*** Opening of Records shown ***

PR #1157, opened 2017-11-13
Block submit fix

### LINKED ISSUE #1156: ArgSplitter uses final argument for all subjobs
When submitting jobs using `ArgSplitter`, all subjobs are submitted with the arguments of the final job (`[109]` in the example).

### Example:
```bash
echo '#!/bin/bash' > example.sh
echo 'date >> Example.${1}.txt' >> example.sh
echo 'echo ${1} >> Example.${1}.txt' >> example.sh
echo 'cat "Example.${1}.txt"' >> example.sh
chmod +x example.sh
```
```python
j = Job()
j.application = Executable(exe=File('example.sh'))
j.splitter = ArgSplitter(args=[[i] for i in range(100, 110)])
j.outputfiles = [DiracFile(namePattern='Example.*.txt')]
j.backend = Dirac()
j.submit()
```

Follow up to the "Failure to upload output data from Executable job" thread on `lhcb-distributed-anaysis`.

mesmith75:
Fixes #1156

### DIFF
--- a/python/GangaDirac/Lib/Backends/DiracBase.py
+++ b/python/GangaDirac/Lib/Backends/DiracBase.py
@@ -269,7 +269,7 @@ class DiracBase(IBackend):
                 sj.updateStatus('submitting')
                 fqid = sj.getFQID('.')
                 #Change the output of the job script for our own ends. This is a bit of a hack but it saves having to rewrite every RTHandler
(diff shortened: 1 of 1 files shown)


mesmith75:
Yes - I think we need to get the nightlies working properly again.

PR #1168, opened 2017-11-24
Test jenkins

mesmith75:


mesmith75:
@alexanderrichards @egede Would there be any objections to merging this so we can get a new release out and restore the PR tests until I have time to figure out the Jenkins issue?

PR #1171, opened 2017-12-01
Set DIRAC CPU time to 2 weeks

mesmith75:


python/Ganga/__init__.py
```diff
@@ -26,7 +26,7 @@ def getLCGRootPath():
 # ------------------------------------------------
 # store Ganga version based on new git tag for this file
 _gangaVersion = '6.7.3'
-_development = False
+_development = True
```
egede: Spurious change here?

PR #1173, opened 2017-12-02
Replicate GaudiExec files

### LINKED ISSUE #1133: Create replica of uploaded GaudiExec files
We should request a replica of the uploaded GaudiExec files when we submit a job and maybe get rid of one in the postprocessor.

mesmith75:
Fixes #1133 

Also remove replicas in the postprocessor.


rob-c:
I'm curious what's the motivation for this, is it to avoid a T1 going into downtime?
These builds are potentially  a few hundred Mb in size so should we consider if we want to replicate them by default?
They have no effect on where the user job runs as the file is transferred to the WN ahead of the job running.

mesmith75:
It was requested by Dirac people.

*** Close of Records shown ***

Exercise brief »
Using the entries above, extract exactly the span from the line with "sj.updateStatus('submitting')" to the line with "(diff shortened: 1 of 1 files shown)", both lines included; leave out everything else.

Solution for this exercise »
                 sj.updateStatus('submitting')
                 fqid = sj.getFQID('.')
                 #Change the output of the job script for our own ends. This is a bit of a hack but it saves having to rewrite every RTHandler
(diff shortened: 1 of 1 files shown)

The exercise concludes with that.